• _Task requirements_: Reproduce exactly the lines of the material beneath, from the line that contains "In #862 we started" to the line that contains "-> Spago.Build.repl replPackageNames", both included, and no other lines.

• _Supplied data_:
Issue #836, opened 2022-01-09
Removing the `bundle` commands


f-f:
[The community is evaluating a proposal to remove `purs bundle`](https://discourse.purescript.org/t/rfc-the-future-of-the-purescript-bundler).

This would affect our `bundle-module` and `bundle-app` commands, as we'd have to decide what to do in such case.
There are some proposals in that Discourse thread, but I'm opening this issue to track the decision here.

thomashoneyman:
Snowpack [takes an interesting approach](https://www.snowpack.dev/guides/optimize-and-bundle) in which they include `esbuild` support by default, but you can swap in other bundlers as you see fit.

sigma-andex:
I created a draft pr #839 to get the discussion started. I changed `spago run` to supoprt es modules and replaced `bundle` to use `esbuild`.

f-f:
In #862 we started using `esbuild` for bundling code when using purs 0.15, deciding to keep the `bundle` commands in spago, since they provide an easy-to-get-started bundling experience.
So I think this resolves the current ticket, and I'll close. Let's reopen it if we figure out that we want to go in another direction instead

PR #839, opened 2022-01-18
Add support of es modules branch

sigma-andex:
### Description of the change

Draft pr for #836 using esbuild as bundler to get the discussion started. 

### Checklist:

### DIFF
--- a/app/Spago.hs
+++ b/app/Spago.hs
@@ -55,10 +55,10 @@ main = withUtf8 $ do
         -> Path.showPaths buildOptions whichPath
       Repl replPackageNames paths pursArgs depsOnly
         -> Spago.Build.repl replPackageNames paths pursArgs depsOnly
-      BundleApp modName tPath shouldBuild buildOptions
-        -> Spago.Build.bundleApp WithMain modName tPath shouldBuild buildOptions globalUsePsa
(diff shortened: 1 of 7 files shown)


f-f:
@sigma-andex what's the status of this? I see this is not a draft anymore, but would you like to actually have it merged right now?

I'm not sure we would merge any breaking change of this sort until changes to the bundle logic in the compiler are released, and even then we would still support the `bundle` commands as they are for earlier compilers.
My understanding is that this patch exists to make the es-module work move forward, but I'm not sure it should even be a pull request yet?

sigma-andex:
No, not yet merged of course until this is coordinated with the v0.15 release. 
But it would be great to get some feedback/review on this.

i-am-the-slime:
@f-f I think it would be nice if the maintainers (you? 😁 ) could give their input on whether this needs changes or it could be merged in concert with the 0.15 release. 
I think it makes sense to get some PRs ready and publicise this early on rather than it just happening inside the obscure es-modules-working-group org.
 
If you prefer for it to stay a draft that's fine too, of course.

sigma-andex:
@f-f regarding the backwards compatibility: I can have a look at this. I think that shouldn't be a problem if the version information is available somewhere

sigma-andex:
Closing this in favour of #862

• _Expected answer_:
In #862 we started using `esbuild` for bundling code when using purs 0.15, deciding to keep the `bundle` commands in spago, since they provide an easy-to-get-started bundling experience.
So I think this resolves the current ticket, and I'll close. Let's reopen it if we figure out that we want to go in another direction instead

PR #839, opened 2022-01-18
Add support of es modules branch

sigma-andex:
### Description of the change

Draft pr for #836 using esbuild as bundler to get the discussion started. 

### Checklist:

### DIFF
--- a/app/Spago.hs
+++ b/app/Spago.hs
@@ -55,10 +55,10 @@ main = withUtf8 $ do
         -> Path.showPaths buildOptions whichPath
       Repl replPackageNames paths pursArgs depsOnly
         -> Spago.Build.repl replPackageNames paths pursArgs depsOnly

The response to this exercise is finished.